Sometimes this comes after they post just a few thousand dollars bond.
"I'm a little scared for my life just because of the fact that I did not know that she was out. What if she wanted to kill me, to finish me off?" said Kenyatta Hastings, victim.
Shaniqua Harold was arrested in April 2012 after she allegedly stabbed and nearly killed Hastings before turning the knife on two other victims.
"When I turned around I saw that my sister who was stabbed and then my girlfriend who was stabbed underneath her neck," said Hastings.
Two days later, bond was set at 10 percent of $80,000. After posting a $8,000, Harold was back on the street.
"If she did this to me, she could do this to others. If I had been dead would she be in jail?," said Hastings.
The family of Kevin Kless known all too well how this situation feels.
"It was very, very painful to see them be released months after Kevin passed away. I'm sorry I shouldn't use that phrase, after Kevin was killed," said Kendall Kless, victim's mother.
The three men who pled guilty in the Old City beating death of Kevin were all out on bond while they awaited trial.
"Are they mass murderers? No, they are not. But my son is dead, at the hands of these guys. And to watch them continue on with a relatively normal life, while we were coping, with the worst experience of our lives. There is no sensitivity in the court process I don't think, to what we were going through," said Kless.
Kenneth Enriquez-Santiago had to pay just $2,000 (10 percent of $20,000) to be released from jail.
Co-defendant Felix Carrillo paid $4,000 (10 percent of $40,000).
Steven Ferguson, who dealt the final blow to Kevin, was released after posting $15,000 (10 percent of $150,000).

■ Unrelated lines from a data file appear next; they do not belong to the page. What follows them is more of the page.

PR #206, opened 2019-02-25
Add scopes arg for native authentication

singingwolfboy:
Add `scopes` argument to `Nylas::API#authenticate` for [selective sync](https://docs.nylas.com/docs/how-to-use-selective-sync).

Python SDK: https://github.com/nylas/nylas-python/pull/106

### DIFF
--- a/README.md
+++ b/README.md
@@ -59,6 +59,8 @@ api.authenticate(
 )
 ```
 
+If you do not pass any scopes, then the SDK will default to using all of them.
+
 ### Handling Errors
 The Nylas API uses conventional HTTP response codes to indicate success or failure of an API request. The ruby gem raises these as native exceptions.
 
--- a/README.md
+++ b/README.md
@@ -41,6 +41,24 @@ We support Rails 4.2 and above. A more detailed compatibility list can be found 
 
 Examples are located in the [examples](./examples) directory. Examples in plain ruby are in [examples/plain-ruby/](./examples/plain-ruby). They are grouped by the API endpoints they interact with.
 
+## Scopes
+
+The Nylas API allows you to set various scopes during the authentication process
+in order to use the [Selective Sync](https://docs.nylas.com/docs/how-to-use-selective-sync)
+feature. Currently, these scopes are `email`, `calendar`, and `contacts`.
+You can pass an array of scopes to `Nylas::API#authenticate`, like this:
+
+```ruby
+api = Nylas::API.new()
+api.authenticate(
+    name: 'fake',
+    email_address: 'fake@example.com',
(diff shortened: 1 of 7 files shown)


lib/nylas/native_authentication.rb
```diff
@@ -7,16 +7,19 @@ def initialize(api:)
...
+      scopes = scopes.join(",") unless scopes.is_a?(String)
       code = retrieve_code(name: name, email_address: email_address, provider: provider,
-                           settings: settings, reauth_account_id: reauth_account_id)
+                           settings: settings, reauth_account_id: reauth_account_id, scopes: scopes)
 
       exchange_code_for_access_token(code)
     end
 
-    private def retrieve_code(name:, email_address:, provider:, settings:, reauth_account_id:)
+    private def retrieve_code(name:, email_address:, provider:, settings:, reauth_account_id:, scopes: nil)
```
HayleyCAnderson: Shouldn't this not have a default?

spec/nylas/native_authentication_spec.rb
```diff
@@ -0,0 +1,54 @@
...
+      ).and_return(access_token: "fake-token")
+      api = Nylas::API.new(client: client)
+
+      expect(
+        api.authenticate(
+          name: 'fake',
+          email_address: 'fake@example.com',
+          provider: :gmail,
+          settings: {},
+          scopes: ["email"]
```
HayleyCAnderson: I think since multiple scopes and string scopes are allowed, there should be tests for 1. array of 2 scopes 2. string of scope(s)

lib/nylas/native_authentication.rb
singingwolfboy: Fixed! Thanks.

spec/nylas/native_authentication_spec.rb
singingwolfboy: I added more tests.

README.md
```diff
@@ -41,6 +41,24 @@ We support Rails 4.2 and above. A more detailed compatibility list can be found
 
 Examples are located in the [examples](./examples) directory. Examples in plain ruby are in [examples/plain-ruby/](./examples/plain-ruby). They are grouped by the API endpoints they interact with.
 
+## Scopes
+
+The Nylas API allows you to set various scopes during the authentication process
+in order to use the [Selective Sync](https://docs.nylas.com/docs/how-to-use-selective-sync)
+feature. Currently, these scopes are `email`, `calendar`, and `contacts`.
```
HayleyCAnderson: I think you should also specify that not passing scopes will default to all.

PR #207, opened 2019-02-26
Relax bundler version requirements

singingwolfboy:


HayleyCAnderson:
I ran into this with Netlify recently. It's a very frustrating problem, and you can't get away with a change like this because often dependencies have bundler version requirements. In this case, your change worked for 3 of the 4 Gemfile options but not the Rails 4 one because even the latest version of Rails 4 requires bundler < 2.0.

I think this solution is the most likely to work: https://docs.travis-ci.com/user/languages/ruby/#bundler-20 (namely the second example which says "If you are using Ruby 2.3.x but wish to stay on Bundler 1.x (e.g., for dependency reasons such as Rails 4.2.x)")

Some additional context and options here: https://travis-ci.community/t/bundle-is-not-installed-for-ruby-2-3/1641/7

singingwolfboy:
I found a better way to resolve this problem in #208, so I'm closing this pull request.

PR #214, opened 2019-03-26
adding ip_addresses endpoint

amanda103:


lib/nylas/api.rb
```diff
@@ -99,6 +99,15 @@ def revoke(access_token)
       response.code == 200 && response.empty?
     end
 
+    # Returns list of IP addresses
+    # @return [Hash]
+    # hash has keys of :updated_at (unix timestamp) and :ip_addresses (array of strings)
+    def ip_addresses
+        path = "/a/"+app_id+"/ip_addresses"
```
HayleyCAnderson: "string/#{ var }/string" to avoid the + situation

amanda103: Done!

Issue #199, opened 2018-11-27
For events, the 'when' attributes works only for events in "timespan" mode


frederickdubois:
The `when`  attribute will have different return formats from the API depending on the type of date/time used for the event... Only the "timespan" works currently via the nylas-ruby library...

Examples values for different possible `when` attributes:

```ruby
# when 'timespan', I'm ok!
{:object=>"timespan", :start_time=>1543456800, :end_time=>1543458600}

# when 'date', I don't have the date...
{:object=>"date", :start_time=>0, :end_time=>0}

# when 'datespan', I don't have any of the 2 dates...
{:object=>"datespan", :start_time=>0, :end_time=>0}
```

Testing directly with the API we can see the different return formats... 
https://docs.nylas.com/reference#get-events

arunagw:
Closing this issue now as #215 solved it. @frederickdubois Please let us know if it's still an issue. Thanks

PR #215, opened 2019-04-01
Add Nylas::When for generic time object handling

trozamon:
This PR adds support for `when` in `Nylas::Event` for types other than `timespan`. I did this in the quickest/most obvious way to me - if there's a better way to implement this, I'll be happy to make any changes.

This is related to #199 and may fix that issue.

### DIFF
--- a/lib/nylas.rb
+++ b/lib/nylas.rb
@@ -35,6 +35,7 @@ require_relative "nylas/rsvp"
 require_relative "nylas/timespan"
 require_relative "nylas/web_page"
 require_relative "nylas/nylas_date"
+require_relative "nylas/when"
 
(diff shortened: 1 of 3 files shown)


HayleyCAnderson:
Thanks so much for the contribution! It looks great. Do you believe this is covered by existing tests or are there tests you could add?

trozamon:
Yeah, I think this is covered by existing tests. `message_spec.rb` tests `when` and makes sure it still behaves like a timespan.

HayleyCAnderson:
I think it would be great to add tests for the various other types that were added, but given the existing limited scope of the message testing, I won't consider that a blocker. Thanks for your contribution!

"It was devastating, how little value could be put on my son's life. Our son's life, on human life. We didn't understand it then, we don't understand it now," said Kless.
Philadelphia District Attorney Seth Williams has pressed for higher bail for certain criminal defendants, including those accused of using illegal guns.
"We have somewhat antiquated bail guidelines to be accurate. That's my opinion," said D.A. Williams.
However state law, he points out, does provide bond provision for people charged with crimes less than first degree murder. Anyone charged with a crime is presumed innocent until proven guilty.
"Ultimately defendants are entitled to bail," said Williams.
"You keep saying that, but the law actually says they are entitled to bail unless they are a danger to the community. Someone who tries to kill someone, is that not potentially a danger to the community?" asked Action News Investigative reporter Wendy Saltzman.
"And that's why we ask for bail, that's why we ask for high bail, for people who carry guns illegally," responded Williams.
Action News wanted to know about low bail provided to other defendants like Robert Amarhanov. He was charged with attempted murder after allegedly stabbing his victim in the back.
"I think violent offenders should be in jail, pending their trial, personally," said Police Commissioner Charles Ramsey.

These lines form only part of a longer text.